Update:
Summary: We are interested in expanding on our previous experience of developing viruses as vectors to silence and express genes in soybean to now deliver gene editing reagents. CRISPR/Cas9-based technologies are being used to modify crop plant genomes, but the application of CRISPR/Cas9 still requires the step of plant transformation to introduce the CRISPR guide RNAs and the Cas9 protein. If these gene editing reagents could be introduced into plants using recombinant plant viruses, the labor-intensive transformation process could be circumvented, and also, would not require integration of transgenes into the soybean genome. A project on this topic would involve testing viral vectors for ability to deliver guide RNAs and site-specific nucleases (Cas9), and approaches for enabling these reagents to be expressed in appropriate cell types that give rise to heritable gene edits.

Progress:
The first part of the project was to build resources for the virus-enabled gene editing experiments, and that part was completed. We have been testing guide RNA delivery in soybean plants that express the Cas9 protein. Most recently, we have explored the possibility of using different viruses for guide RNA delivery.
A soybean virus was engineered to carry three different CRISPR guide RNAs targeting different sites within a soybean gene encoding the enzyme phytoene desaturase (Pds). These virus clones were shown to be infectious, and the infected leaves were stored to be used as inoculum for downstream experiments. The presence of the guide RNA sequences was confirmed by sequencing the viruses in the systemically infected soybean leaves. The virus clones carrying the Pds guide RNA, which we call guides 2, 3, and 4, was used to inoculate plants from five different Cas9 transgenic events. The plants were observed for phenotypes. The inoculated plants developed virus symptoms, but none of them developed a distinct photobleaching phenotype that would be expected if editing had occurred in the Pds gene.
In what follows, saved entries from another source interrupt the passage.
PR #16636, opened 2015-08-06
Payment System Core Repos

stkem:
@andrewconner @leogrim @eishay (who else?)
Next up tests and then Commander logic (currently in a non compiling state, so not in this PR. Also to keep the diff size more manageable)


kifi-backend/modules/shoebox/app/com/keepit/payments/PaymentMethodRepo.scala
```diff
@@ -0,0 +1,51 @@
...
+    val clock: Clock) extends DbRepo[PaymentMethod] with PaymentMethodRepo {
+
+  import com.keepit.common.db.slick.DBSession._
+  import db.Driver.simple._
+
+  implicit val stripeTokenColumnType = MappedColumnType.base[StripeToken, String](_.token, StripeToken(_))
+
+  //Put this in a common package? Still needs specific tests
+  //ZZZ NOT CORRECT YET!!
+  implicit val trueOrNullColumnType = MappedColumnType.base[TrueOrNull, Boolean](
```
stkem: I spent several hours unsuccessfully trying to make a type mapper that would map `TrueOrNull(true)` to `TRUE` and `TrueOrNull(false)` to `NULL`. I stopped short of implementing my own `JdbcType`. Might be a good use case for our typesafe subscription, @andrewconner ?

leogrim: This is for the same use case as `Keep.primary` isn't it?

leogrim: What about mapping to `Option[Boolean]`?

stkem: Yup, same use case as `Keep.primary`. If we can get it to work we can switch that one out as well.
Mapping to `Option[Boolean]` unfortunately doesn't work either. Slick treats option types specially (i.e. it's not just an understood type like any other) and that treatment hooks in earlier than the type mappers, so when an `Option` comes out of the type mapper, it doesn't know what to do with it.

kifi-backend/modules/shoebox/app/com/keepit/commanders/LibraryCommander.scala
```diff
@@ -902,7 +902,7 @@ class LibraryCommanderImpl @Inject() (
     }
   }
 
-  def getLibrariesUserCanKeepTo(userId: Id[User]): Seq[(Library, LibraryMembership, Set[Id[User]])] = { //ZZZ
+  def getLibrariesUserCanKeepTo(userId: Id[User]): Seq[(Library, LibraryMembership, Set[Id[User]])] = {
```
stkem, line 923: This is unrelated. Snook in here by accident.

kifi-backend/modules/shoebox/app/com/keepit/payments/PaymentMethodRepo.scala
leogrim: I'm currently working on adding `primary` to `UserEmailAddress`, anything I should know so that I can switch to your solution when it's ready?

stkem: Basically just switch out `Option[Boolean]` in your model and table for `TrueOrNull`. Everything else should be taken care of with implicit conversions to and from `Boolean` (i.e. point of use would just use `Boolean` instead of `Option[Boolean]`, which should make that cleaner).

kifi-backend/modules/shoebox/app/com/keepit/payments/PaymentMethod.scala
```diff
@@ -0,0 +1,38 @@
...
+
+case class StripeToken(token: String)
+
+case class PaymentMethod(
+    id: Option[Id[PaymentMethod]] = None,
+    createdAt: DateTime = currentDateTime,
+    updatedAt: DateTime = currentDateTime,
+    state: State[PaymentMethod] = PaymentMethodStates.ACTIVE,
+    accountId: Id[PaidAccount],
+    default: TrueOrNull,
```
leogrim: I'm not a fan of exposing this though, for all purpose this is a `Boolean`. `TrueOrNull` just enables us to have a database constraint, doesn't it? So should we hide this inside of the repo implementation?

stkem: This is the smallest exposure I could come up with. The implicit conversions allow you to just use Booleans at the point of use, i.e. whoever uses the model doesn't really need to know about `TrueOrNull` at all. If you can think of a way to have it just in the repo, without too much Boilerplate, I'm all ears. I'm trying to avoid having to have methods like `applyFromDbRow` and friends just for this.

leogrim: I think @andrewconner mentioned `applyFromDbRow` was actually a good design pattern to have systematically, nope?

stkem: I don't like it very much. Suuuper boilerplaty. You end up effectively spelling out all the fields in you model explicitly _four_ times.

andrewconner: Agreed, but the time to make a repo is tiny compared to maintaining and dealing with eventual migrations. Without applyFromDb, I can't imagine how hard it would be to migrate models like Keep

kifi-backend/modules/shoebox/app/com/keepit/payments/PaymentMethodRepo.scala
andrewconner: I've had a nice type mapper for this, on office now but will add it when I get to a place with internet

kifi-backend/modules/shoebox/app/com/keepit/payments/AccountEvent.scala
```diff
@@ -0,0 +1,203 @@
...
+    case "user_change_credit" => UserChangeCredit()
+    case "user_added" => extras.as[UserAdded]
+    case "user_removed" => extras.as[UserRemoved]
+    case "admin_added" => extras.as[AdminAdded]
+    case "admin_removed" => extras.as[AdminRemoved]
+    case "plan_changed" => extras.as[PlanChanged]
+    case "payment_method_added" => extras.as[PaymentMethodAdded]
+    case "default_payment_method_changed" => extras.as[DefaultPaymentMethodChanged]
+    case "account_contacts_changed" => extras.as[AccountContactsChanged]
+    case _ => throw new Exception(s"Invalid Event Type: $eventType")
```
ryanpbrewster, line 123: I like the strategy we use elsewhere in the codebase:
`case SpecialCredit().eventType => SpecialCredit()`
`case ChargeBack().eventType => ChargeBack()`
but I can see that this has its own merits (for instance, changing the `eventType` string is probably a bad idea because it will lead to issues with existing DB values, and this layout makes that more obvious). I'm not sure where you stand on this.

kifi-backend/modules/shoebox/app/com/keepit/payments/AccountEvent.scala
```diff
@@ -0,0 +1,203 @@
...
+    state: State[AccountEvent] = AccountEventStates.ACTIVE,
+    eventGroup: Long,
+    eventTime: DateTime,
+    accountId: Id[PaidAccount],
+    billingRelated: Boolean,
+    whoDunnit: Option[Id[User]],
+    whoDunnitExtra: JsValue,
+    kifiAdminInvolved: Option[Id[User]],
+    action: AccountEventAction,
+    creditChange: Int, //in cents
```
ryanpbrewster: Do you think it's worth having a type `case class Money(cents: Int)` to make this super explicit everywhere it is used?

kifi-backend/modules/shoebox/app/com/keepit/payments/PaidPlan.scala
```diff
@@ -0,0 +1,26 @@
...
+
+import org.joda.time.DateTime
+
+case class PaidPlan(
+    id: Option[Id[PaidPlan]] = None,
+    createdAt: DateTime = currentDateTime,
+    updatedAt: DateTime = currentDateTime,
+    state: State[PaidPlan] = PaidPlanStates.ACTIVE,
+    name: Name[PaidPlan],
+    billingCycle: Int, //in month!
```
ryanpbrewster: Do you think it's worth having a `case class BillingCycle(months: Int)` to make this explicit?

kifi-backend/modules/shoebox/app/com/keepit/payments/AccountEvent.scala
ryanpbrewster, line 123: Actually, I see now that in order to use that you'd have to have the `eventType` be a typed object (like `AccountEventActionType`) and copy all this string matching into there. It does introduce a decent amount of boilerplate, but I am a fan of letting the compiler help catch bugs.

kifi-backend/modules/shoebox/app/com/keepit/payments/AccountEvent.scala
stkem: Yes, it probably is. I'm going to change that.

kifi-backend/modules/shoebox/app/com/keepit/payments/PaidPlan.scala
stkem: Yes :-) See `Money`.

kifi-backend/modules/shoebox/app/com/keepit/payments/AccountEvent.scala
andrewconner: Even better, it's nice to make a `CurrencyAmount`, which can be constructed using cents and doesn't have a double constructor, but behaves like one.

ryanpbrewster: Oh I like that a lot.

kifi-backend/modules/shoebox/app/com/keepit/payments/PaymentMethodRepo.scala
andrewconner: Here's an idea, I haven't compiled this but it should work and may be a bit more semantic?

``` scala
sealed trait PrimaryOrAuxRecord
object PrimaryOrAuxRecord {
  implicit val primaryOrAuxRecordColumnType = MappedColumnType.base[PrimaryOrAuxRecord, Option[Boolean]](toDb, fromDb)

  def fromDb(b: Option[Boolean]) = {
    b match {
      case Some(true) => PrimaryRecord
      case _ => AuxRecord
    }
  }
  def toDb(p: PrimaryOrAuxRecord) = {
    p match {
      case PrimaryRecord => Some(true)
      case AuxRecord => None
    }
  }
}
object PrimaryRecord extends PrimaryOrAuxRecord
object AuxRecord extends PrimaryOrAuxRecord
```

andrewconner:
Get it in! :+1:

kifi-backend/modules/shoebox/app/com/keepit/payments/AccountEvent.scala
```diff
@@ -0,0 +1,203 @@
...
+  def toDbRow: (String, JsValue)
+}
+
+object AccountEventAction { //There is probably a deeper type hirachy that can be used here...
+
+  trait Payloadless { self: AccountEventAction =>
+    def toDbRow: (String, JsValue) = (eventType, JsNull)
+  }
+
+  case class SpecialCredit() extends AccountEventAction with Payloadless {
```
andrewconner, line 25: `case object`?

kifi-backend/modules/shoebox/app/com/keepit/payments/AccountEvent.scala
andrewconner, line 123: Agreed, the repetition could be avoided.

kifi-backend/modules/shoebox/app/com/keepit/payments/PaymentMethodRepo.scala
stkem: Just had a chance to finally look at this. I tried this already. I'm afraid you can't have a type mapper that maps to an `Option`, it has to be a primitive type that slick already knows about. See previous comment I made to Léo in this exchange.

stkem: I'm giving up on this for now. Spent way too much time trying to get this to work. @andrewconner maybe ask our typesafe contacts (you know, the ones we are paying for) for an idea some time? Not critical at this point, but I would kinda like to know if there is a good way.

kifi-backend/modules/common/conf/evolutions/shoebox/375.sql
```diff
@@ -0,0 +1,86 @@
...
+    UNIQUE INDEX payment_method_u_account_id_default (account_id, default)
+);
+
+
+CREATE TABLE paid_account (
+    id bigint(20) NOT NULL AUTO_INCREMENT,
+    created_at datetime NOT NULL,
+    updated_at datetime NOT NULL,
+    state varchar(20) NOT NULL,
+    org_id bigint(20) NOT NULL,
```
leogrim, line 23: Have we definitely ruled out personal premium plans?

kifi-backend/modules/common/conf/evolutions/shoebox/375.sql
```diff
@@ -0,0 +1,86 @@
...
+    CONSTRAINT paid_account_f_organization FOREIGN KEY (org_id) REFERENCES organization(id)
+);
+
+
+CREATE TABLE paid_plan (
+    id bigint(20) NOT NULL AUTO_INCREMENT,
+    created_at datetime NOT NULL,
+    updated_at datetime NOT NULL,
+    state varchar(20) NOT NULL,
+    name varchar(256) NOT NULL,
```
leogrim, line 39: Is this `name` a key? Would it be better / more convenient to use it for foreign keys that `id`? It would make other models more readable.

kifi-backend/modules/shoebox/app/com/keepit/payments/AccountEvent.scala
```diff
@@ -0,0 +1,205 @@
...
+    Some((e.id, e.createdAt, e.updatedAt, e.state, e.eventGroup, e.eventTime, e.accountId,
+      e.billingRelated, e.whoDunnit, e.whoDunnitExtra, e.kifiAdminInvolved, eventType,
+      extras, e.creditChange, e.paymentMethod, e.paymentCharge, e.memo))
+  }
+}
+
+object AccountEventStates extends States[AccountEvent] {
+  val PENDING = State[AccountEvent]("pending")
+  val PROCESSING = State[AccountEvent]("processing")
+  val FAILED = State[AccountEvent]("failed")
```
leogrim, line 204: Do we need the five states? If you do want custom states (I'm not a fan, but let's say sometimes we do), do you need `ACTIVE` and `INACTIVE`? 

Could we stick to either (`ACTIVE`, `INACTIVE`) or a custom set of states? I think problems arise when both are mixed, and `ACTIVE` and `INACTIVE` are no longer reverse of each other.

kifi-backend/modules/shoebox/app/com/keepit/payments/PaidAccountRepo.scala
```diff
@@ -0,0 +1,48 @@
...
+
+  implicit val dollarAmountColumnType = MappedColumnType.base[DollarAmount, Int](_.cents, DollarAmount(_))
+
+  type RepoImpl = PaidAccountTable
+  class PaidAccountTable(tag: Tag) extends RepoTable[PaidAccount](db, tag, "paid_Account") {
+    def orgId = column[Id[Organization]]("org_id", O.NotNull)
+    def planId = column[Id[PaidPlan]]("plan_id", O.NotNull)
+    def credit = column[DollarAmount]("credit", O.NotNull)
+    def userContacts = column[Seq[Id[User]]]("user_contacts", O.NotNull)
+    def emailContacts = column[Seq[EmailAddress]]("email_contacts", O.NotNull)
```
leogrim, line 33: What's the benefit of having email addresses in here in addition to users? 
If we do associate several users to a `PaidAccount`, any reason we're denormalizing them as opposed to having another table?

kifi-backend/modules/shoebox/app/com/keepit/payments/PaymentMethodRepo.scala
```diff
@@ -0,0 +1,44 @@
...
+
+  import com.keepit.common.db.slick.DBSession._
+  import db.Driver.simple._
+
+  implicit val stripeTokenColumnType = MappedColumnType.base[StripeToken, String](_.token, StripeToken(_))
+
+  type RepoImpl = PaymentMethodTable
+  class PaymentMethodTable(tag: Tag) extends RepoTable[PaymentMethod](db, tag, "paid_plan") {
+    def accountId = column[Id[PaidAccount]]("account_id", O.NotNull)
+    def default = column[Boolean]("default", O.Nullable)
```
andrewconner, line 28: `column[Option[Boolean]]("default", O.Nullable)` is preferred here (this actually causes problems if you try to do interpolated queries)

kifi-backend/modules/common/conf/evolutions/shoebox/375.sql
andrewconner, line 23: I think this is fine, we'll add in personal plans later if we want to. Shouldn't be too insane to refactor if we need to. @stkem?

kifi-backend/modules/shoebox/app/com/keepit/payments/AccountEvent.scala
leogrim, line 204: But really, I think we should rather have a separate column tracking this piece of business logic. `State` should just track whether a row is deleted or not.

kifi-backend/modules/shoebox/app/com/keepit/payments/PaymentMethodRepo.scala
andrewconner, line 28: Wasn't this going to use the `PrimaryOrAuxRecord` (or whatever name you decided)?

stkem, line 28: Not reading your email? There was a longer conversation on this pull request (that you were explicitly tagged in). It doesn't work.

kifi-backend/modules/common/conf/evolutions/shoebox/375.sql
stkem, line 23: Yup, that was kind of the idea behind having a separate model for `PaidAccount` instead of having these things be built into orgs. This model is pretty much entirely contained within the payment system (i.e. it does not appear in any outward facing APIs). It would be quite easy to change this to an `Either[Id[Organization], Id[User]]` (at the scala level, it would be two columns - or possibly another table - in the db)

kifi-backend/modules/shoebox/app/com/keepit/payments/PaidAccountRepo.scala
stkem, line 33: The idea is that you can have non user email addresses as billing contacts (slack supports this), so you can, for example, have bills automatically sent to your (outside) accountant.
Also, this is not a denormalization. The information which contacts are associated with which account is not stored anywhere else.

kifi-backend/modules/common/conf/evolutions/shoebox/375.sql
stkem, line 39: Being cleared up on the other PR.

kifi-backend/modules/shoebox/app/com/keepit/payments/AccountEvent.scala
stkem, line 204: I disagree with this. These are two different mental models of what state means. To take the example of `PaidPlan`, if we break it out there would be a `state` column (with only `ACTIVE` and `INACTIVE` and another, let’s call it `kind` for now, although I think it’s really a kind of `state`, which would have possible `CUSTOM`, `NORMAL` and `GRANDFATHERED`. Then upon use, you’d have to check `state==`ACTIVE`and`kind ==…`. That makes it more error prone, not less, imho.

DNA and RNA were extracted from the Cas9 plants infected with virus carrying the guide sequences. DNA analyses were used to identify plant that carried Cas9. DNA analyses were also performed to determine if any edits at the target site in Pds occurred. We did not observe any edits. RNA analyses showed that the virus carrying the guide was present. Based on these results, we concluded that editing did not occur with any of the guides, and therefore, the lack of editing is probably not due to the design of the guides. Rather, we think that the original virus we selected cannot be used to deliver guide RNAs in the configuration that was tested.
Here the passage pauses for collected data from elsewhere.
PR #16642, opened 2015-08-06
Fix height of Create Library icon-card

cvializ:
I made a change that made the icon-card square (20px by 20px), but it needs to be library-card dimensions (20px by 28px).


cvializ:
@adamjgrant @andrewconner

adamjgrant:
Cool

We have also explored the possibility of delivering guide RNAs using a different type of virus. Preliminary studies in the model plant Nicotiana benthamiana were successful in demonstrating that guide RNA delivery is feasible. We are now in the process of transferring the knowledge to test if the same guide RNA strategy is feasible in a similar virus that infects soybean. Even though this project has ended, we will continue trying different approaches to deliver gene editing reagents using viruses in soybean. In addition, there were some new advances that were published during the course of this work that will be incorporated into future studies.